This is how Guidano arrives at the formulation of the notion of personal identity, intended as a hierarchical organisation of knowledge, emotions, perceptions and memory, a true structural theory of the Self and of the conscious world, where past, present and future events are connected in a sort of continuum going from normality to psychopathology. Infancy, childhood, adulthood and senescence are the different stages of the irreversible development of individual life, characterised by their organisational, biological, affective and cognitive peculiarities that participate in the construction, maintenance and change of personal meanings. During the course of individual development, cognitive processes are articulated in an ordered set of sub-systems of reactions and meanings that make up identity, in a specific self-referential process of construction of self identity. According to the approach described thus far and in line with the consequent epistemological interpretation, current experimental evidence seems to support the possibility to bridge the gap between clinical and biological psychology and the related animal models; the evolutionary role of the processes of emotional self-regulation is underlined in light of the shared recognition of human species' interactive nature, and of the role of biological regulators played by the early relational processes experienced during individual development, as proven by multi-disciplinary studies [51, 62, 71].

 

THE PRIMACY OF EMOTIONS AND THEIR REGULATION

In agreement with post-rationalist cognitivism, which emphasises – differently from classical cognitivisms – the primacy of emotions over cognition, emotions are the central processes of brain activity. Moreover, the individual's abilities to organise them (these abilities derive at least in part from the early experiences of attachment/separation) directly influence how the mind integrates different experiences and reacts to subsequent stressful situations. The mind is a complex system able to coordinate and organise its activities according to different mechanisms that are its self-regulation processes, in turn strictly related to the modulation of emotions. This process provides for the regulation of energy and information flows by the modulation of arousal states and the attribution of meaning to the cognitive representations derived from experience. The regulation of emotions initially developed in the framework of interpersonal relationships and evolved during phylogeny in a complex process of self-organisation that lead to the acquisition of Self-organising abilities [72]. By recognising the interactive nature of the human species, we can confirm the evolutionary role that emotional self-regulation processes and biological regulators play in the relational processes throughout individual development. Reciprocity is perceived as a key and ordering element for development, as emerged from the vast research conducted on groups of anthropomorphic primates [54, 62, 73-75].

If knowledge is seen as a self-organising process, the marked propensity to structure an intense emotional reciprocity with care givers appears as the ontological constraint at the root of any possible ordering of experience, thus underlining the organisational and regulatory role played by emotional and affective processes – primarily those of attachment and detachment – during the course of individual development.
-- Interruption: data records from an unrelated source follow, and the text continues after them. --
PR #68, opened 2026-06-26
Integrate aws_lib, moving away from rabbitmq_aws

sdewhitt:
*Issue #53*

aws_lib was previously imported into the plugin in #52 but left dormant. This PR activates it as the plugin's actual AWS client, replacing `rabbitmq_aws` and sidestepping the shared global AWS state it relied on (region-clobbering between concurrent resolutions, `assume_role` risk, and the serialization lock those forced).

The core change is mechanical but pervasive: ARN/credential resolution moves from a **mutated global singleton** to **per-call state threading** (`aws_lib:new()` + `resolve_arn/2`'s `{ok, Data, State}` contract). Because each resolution carries its own state, concurrent validations can no longer clobber one another's region, which removes the need for the lock that #55 introduced to work around exactly that.

> **Stacking note (please read before reviewing the diff):** this branches off `feature/ldap-validation-endpoint` (PR #55), which is not yet merged to `main`. The diff against `main` therefore also contains the full LDAP endpoint from #55. **Only the aws_lib wiring below is new in this PR**; the `aws_auth_validate_*` endpoint itself is reviewed in #55. The history deliberately carries no HTTP-validation-endpoint commits (#66).

### AWS client migration (src/aws_arn_util, aws_s3, aws_sms, aws_iam, aws_acm_pca, aws_arn_config*)
  - Route all ARN/credential resolution through aws_lib: each module now threads aws_lib state per call instead of reading/mutating the `rabbitmq_aws` global region/credential singleton.
  - `aws_arn_util:resolve_arn/2` returns `{ok, Data, State}` so callers carry state forward rather than relying on process-global config.
  - `aws_arn_config*` (including the OAuth2 cacertfile path) updated to the threaded-state contract.

### Auth-validation endpoint wiring (src/aws_auth_validate_ldap)
  - The LDAP backend resolves `password_arn` / `ssl_options.cacertfile_arn` via the aws_lib path.
  - **Removed `aws_auth_validate_arn_lock`** -- the gen_server mutex that serialized ARN resolution to prevent region-clobbering is unnecessary once state is threaded per call. This deletes a supervised process and its `aws_sup` wiring.

### Validate endpoint honors the configured assume role (new)
  - The validate endpoint now resolves its ARNs (`password_arn`, `ssl_options.cacertfile_arn`) under the operator-configured `aws.arns.assume_role_arn` when one is set, instead of falling back to the broker's bare ambient (EC2 instance) role. This is the **same role the plugin already assumes at boot** to resolve every configured ARN (`aws_arn_config:maybe_assume_role/1`), so the endpoint now resolves ARNs the same way the rest of the plugin does -- closing a parity gap where a config readable at boot would fail to resolve through the endpoint.
  - `resolve_request_state/1` builds one per-request aws_lib state, assuming the configured role into it (`aws_iam:assume_role/2`) or using a default state when none is configured; `configured_assume_role_arn/0` reads the role from the same `aws, arn_config` env the boot path uses. The state is threaded through `resolve_password/2`, `resolve_cacert/2`, and `resolve_arn/2`.
  - This is **operator configuration, not caller input** -- the role is read from `rabbit.conf`, never from the request body -- so it raises no confused-deputy concern. The assumed credentials live only in the request-local aws_lib value (no global singleton), so concurrent validations cannot affect one another or the broker. A failed assume surfaces as `input_invalid` in the network phase, after all pure validation, preserving ARN-after-validation ordering. With no role configured, behavior is byte-for-byte the prior ambient-role path.

### Config & supervision (priv/schema/aws.schema, aws_sup)
  - `aws_sup` and the cuttlefish schema/snippets updated for the aws_lib wiring (one fewer supervised worker now that the ARN lock is gone).
  - Minor `aws_lib_config` refinements with accompanying tests.

### Cleanup
  - Removed the now-unused `aws_util`.
  - Removed the unwired literal-DN probe budget (`limit_literal_dns`/`?MAX_LITERAL_DNS`): it was defined but never added to the parse pipeline, so it was dead code that failed the warnings-as-errors build. Re-adding it as a real backpressure guard is tracked as follow-up.

### Tests
  - `aws_lib_config_tests` extended for the config refinements.
  - `ldap_configured_assume_role_test_` covers the new fallback by mecking `aws_iam:assume_role/2` + `aws_arn_util:resolve_arn/2` and asserting the three branches: not configured (ambient credential-free state reaches resolution; `assume_role` never called), configured+success (the assumed credentials reach resolution), and configured+failure (`input_invalid` before any ARN resolve). Mirrors the boot-path coverage in `aws_arn_config_tests`.
  - The existing eunit + CT suites (semaphore, registry, LDAP input validation, query parser/parity, HTTP pipeline) pass unchanged against the threaded-state path -- the migration is behavior-preserving at the response-contract level.
  - Verified: `gmake` build clean; `erlfmt -c` clean; CT 18/18 against slapd; eunit green (one pre-existing, unrelated `aws_arn_config_tests:replace_in_env_test` failure -- an OS-trust-store artifact, not this change).

### Security notes
  - Eliminates the shared-global-state class of bug by construction: with per-call state there is no mutable region/credential singleton for one request to clobber for another, so the serialization lock is no longer load-bearing.
  - **Configured** `assume_role_arn` (operator-set, from `rabbit.conf`) is now honored by the validate endpoint, matching boot behavior. **Request-supplied** `assume_role` (a role in the request body) remains deliberately unaccepted -- that would be a confused-deputy on the broker's AWS credentials, consistent with #55 and #66.
  - No change to the endpoint's response contract, ARN-first ordering, or no-leak guarantees -- ARNs are still resolved only after pure input validation passes.

### Excluded from this PR
  - **HTTP / OAuth validation backends** -- separate methods/PRs (#66 and follow-on).
  - **Request-supplied `assume_role` in the validate API call** -- a possible stretch feature (tracked in #75), gated on an operator allowlist and AppSec review; not in scope here.

closes #53


lukebakken (commented):
@sdewhitt — fresh-eyes security pass. Five items below; I (@lukebakken) will address all five in follow-up commits.

**1. Atom-exhaustion DoS — `aws_auth_validate_ldap_query.erl:68` (high)**
`parse/1` runs `erl_scan:string/1` on the raw query before `accept/1`, interning a persistent atom per unique identifier. Authenticated, but a few requests at the 64KB body cap can approach the ~1M atom limit. Bound identifier/token count before scanning.

**2. OAuth2 handler drops threaded state — `aws_arn_config_oauth2.erl:32` (medium)**
`run/4` discards `_FinalState` and returns bare `ok`, so `run_arn_handlers/2` continues with the pre-oauth2 state. Impact is a redundant credential refresh and a broken threading contract (not expired creds). Return `{ok, FinalState}` and thread it.

**3. Schema bounds on security knobs — `priv/schema/aws.schema:132-148` (medium)**
`max_body_size`, `max_concurrent`, `connection_timeout_ms` are bare `{datatype, integer}`; out-of-range values silently fall back to defaults at runtime. Add `{min,_}/{max,_}` (cf. `rabbit.schema`) so cuttlefish rejects them at config time.

**4. Missing `enabled = false` schema snippet — `test/config_schema_SUITE_data/aws.snippets` (low)**
Only `= true` is covered; add the `false` case (as done for `aws_prefer_imdsv2`).

**5. No catch-all in `status_for_category/1` — `aws_auth_validate_mgmt.erl:191` (low)**
Theoretical today (only the LDAP backend dispatches, all categories map; unmapped ones hit the outer 500 catch). Add an explicit catch-all for defense in depth.

the-mikedavis (approved):
I don't know if we need to block this PR on aws_lib improvements, but I think there are some behavior changes in failure modes between httpc and gun (HTTP client libraries). In `aws_lib` it looks like there's `error({gun_connection_failed, Reason})` / `error({gun_open_failed, Reason})` and I think that will escape the retry logic. And similarly for `gun:await_body` in `aws_lib_config` I believe a timeout (`{error, timeout}`) would be a badmatch, where with httpc it would be returned as `{error, timeout}`.

Otherwise I think this looks good 👍

lukebakken (approved):
Approving. Thorough re-review of the full diff plus the gun-vs-httpc failure-mode points @the-mikedavis raised, both of which are now addressed:

- 8e1f1f4 fixes the more serious one: a connection that could not be established (DNS failure, connection refused, TLS handshake failure, await_up timeout) was raised out of create_gun_connection/3 and escaped the retry loop in api_request_with_retries/8 entirely, where the old httpc client returned {error, Reason} and got retried. create_gun_connection/3 now returns {ok, ConnPid} | {error, Reason}, routed through format_response/1 into the {error, _, _} shape the retry loop matches; open_connection/3 honors its existing {error, term()} spec. This also surfaced a latent bug fixed in the same commit: the retry-loop warning logged the message with ~ts, which crashed once the message became a {gun_open_failed, _} tuple, so it is now ~tp. The two new tests were confirmed to fail against the pre-fix raising code with the exact escaping exceptions.
- 97c2cb8 fixes the second: a {error, timeout} from gun:await_body/3 badmatched and the surrounding catch turned it into {error, {badmatch, {error, timeout}}}. It is now matched explicitly and returned as a clean {error, timeout}, matching the prior httpc behavior.

Also pushed earlier on this branch:

- 2addf98 makes the slapd test harness probe /usr/lib64/openldap, so aws_auth_validate_ldap_SUITE runs on Amazon Linux 2023 (and other 64-bit RH-family hosts) instead of skipping with "slapd unreachable".

Verification: full suite (eunit + CT, including aws_auth_validate_ldap_SUITE against a real slapd) runs green locally at 298 tests; gmake xref and gmake dialyze are clean; the atom-exhaustion fix was verified non-interning against compiled code (zero atom-table growth across 100/2000/8000 distinct identifiers). CI is green across all four matrix legs.

PR #105, opened 2026-06-30
Treat all 2xx status codes as success in `format_response`

lukebakken:
Fixes #83.

`format_response/1` only matched status codes 200, 206, and >= 400. A 201, 202, or 204 success (returned by S3 PUT, DynamoDB writes, and other AWS APIs), as well as any 3xx, fell through every clause and crashed the caller with a `function_clause` error.

This matches any 2xx as success with a range guard and treats every other status as an error. gun is not configured to follow redirects, so a 3xx is a request we could not complete and is correctly reported as an error.

Tests cover 201, 204, and a 3xx redirect in `format_response_test_`; they were confirmed to fail with `function_clause` against the previous code. `gmake eunit` and `gmake xref` are clean.

### DIFF
--- a/src/aws_lib.erl
+++ b/src/aws_lib.erl
@@ -518,11 +518,14 @@ do_refresh_credentials(State0) ->
 %% structure. The response body will attempt to be decoded by invoking the
 %% maybe_decode_body/2 method.
 %% @end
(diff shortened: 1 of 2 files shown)


sdewhitt (approved):
Looks good to me!

PR #106, opened 2026-06-30
Handle `gun:await_body` errors during credential loading

### LINKED ISSUE #90: `aws_lib`: gun:await_body timeout crashes aws_lib_config with badmatch
## Problem

In `aws_lib_config.erl`, calls to `gun:await_body/3` use assertive pattern matching:

```erlang
{ok, Body} = gun:await_body(ConnPid, StreamRef, ?DEFAULT_HTTP_TIMEOUT),
```

`gun:await_body/3` can return `{error, timeout}` or `{error, Reason}` if the body delivery times out or the connection drops after headers have been received. These calls are NOT inside a try/catch block, so a timeout on body delivery crashes with `badmatch`.

This affects:
- `perform_http_get_with_conn/3`
- `perform_http_get_instance_metadata/2`
- `load_imdsv2_token/0`

## Impact

If the EC2 Instance Metadata Service responds with headers (200 status) but the body delivery is delayed beyond 2250ms, credential loading crashes instead of returning `{error, timeout}`.

## Fix

Handle the error case from `gun:await_body`:

```erlang
case gun:await_body(ConnPid, StreamRef, ?DEFAULT_HTTP_TIMEOUT) of
    {ok, Body} -> ...;
    {error, Reason} -> {error, Reason}
end
```

lukebakken:
Fixes #90.

Three call sites in `aws_lib_config` matched the body read with `{ok, Body} = gun:await_body(...)`. `gun:await_body/3` can return `{error, timeout}` (or another `{error, Reason}`) when body delivery stalls after the response headers arrive, so a slow EC2 Instance Metadata Service response crashed credential loading with a badmatch instead of failing gracefully.

Each site now matches `await_body/3` explicitly and propagates the error per the function's contract:

- `perform_http_get_with_conn/3` returns `{error, Reason}`
- `perform_http_get_instance_metadata/2` returns `{error, Reason}`
- `load_imdsv2_token/0` logs and returns `undefined`, so it still falls back to IMDSv1 (this function is spec'd to return a token or `undefined`, not an error tuple)

Tests cover the body-read-timeout path for the metadata-credentials and IMDSv2-token requests; both were confirmed to fail with `{badmatch, {error, timeout}}` against the previous code. `gmake eunit` and `gmake xref` are clean.

### DIFF
--- a/src/aws_lib_config.erl
+++ b/src/aws_lib_config.erl
@@ -765,8 +765,13 @@ perform_http_get_with_conn(ConnPid, Path, Config) ->
         {response, fin, Status, RespHeaders} ->
             {ok, {{http_version, Status, aws_lib:status_text(Status)}, RespHeaders, <<>>}, Config1};
         {response, nofin, Status, RespHeaders} ->
-            {ok, Body} = gun:await_body(ConnPid, StreamRef, ?DEFAULT_HTTP_TIMEOUT),
-            {ok, {{http_version, Status, aws_lib:status_text(Status)}, RespHeaders, Body}, Config1};
+            case gun:await_body(ConnPid, StreamRef, ?DEFAULT_HTTP_TIMEOUT) of
+                {ok, Body} ->
+                    {ok, {{http_version, Status, aws_lib:status_text(Status)}, RespHeaders, Body},
+                        Config1};
+                {error, Reason} ->
+                    {error, Reason}
+            end;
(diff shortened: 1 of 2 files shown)


the-mikedavis (approved):
Looks good 👍

This might be an opportunity for `maybe` with all of the nested `case`s, but I don't feel too strongly about that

The attachment system is biologically pre-programmed to enable the survival of animal species at growing levels of complexity and duration up to human beings: the functions of attachment are not confined to childhood, but rather characterise the affective styles in adulthood and accompany humans throughout their entire life [76, 77]. Guidano distinguished some different categories of attachment styles that are shaped throughout individual development; his idea was that the maintenance of the organisational attachment patterns ensures, on one hand, the continuity of one's internal coherence and on the other, an increasingly articulated self-referentiality of cognitive processes. Starting from the earliest phases of development, the quality of interaction is integrated with the biological features and abilities emerging through the different phases of development. From an emotional standpoint, the child begins to know and recognize himself starting from the earliest basic sensations [63]. During the course of neuronal development, such basic sensations must be specifically connected to perceptions so that actions can be perceived as early individual emotional experiences. An emotion is a complex process that implies the integration of many biological and experiential components and that orients the quality of cognitive development, which in turn will continue to influence the emotion in a complex interactive process running through one's entire life.

 

MEANING IS THE OVERALL SELF-ORGANIZING ABILITY

If the ordering of the world cannot be separated from our being there, then to exist means to know: meaning is the way existence can be experienced and evaluated. Meaning is part and parcel of the overall self-organising ability. In the stream of the evolutionary process, the flow of one's affective and psycho-physiological modulations is perceived as a sort of recursivity, recognised and assessed in a coherent fashion as unitary and continuous in time, through the structuring of basic ordering categories, able to produce (in an autopoietic and self-referential fashion [36]) and to assimilate consistent experiences [78] on which one's own sense of identity can be built. The qualitative aspects of this search for coherence depend on the interactive structure of human experience, where the sense of Self is linked to the experience of being part of others' consciousness (self-esteem). Apparently, with the emergence of abstract-reflexive abilities, primates' tendency to fight for high social ranking has evolved into a matching level of more abstract self-referentiality, i.e. the need to preserve self-esteem. During the course of the evolutionary process, the construction of the organisation of Personal Identity, i.e. of the set of personal meaning systems, depends on the role played by the interactions with significant others (attachment-separation processes).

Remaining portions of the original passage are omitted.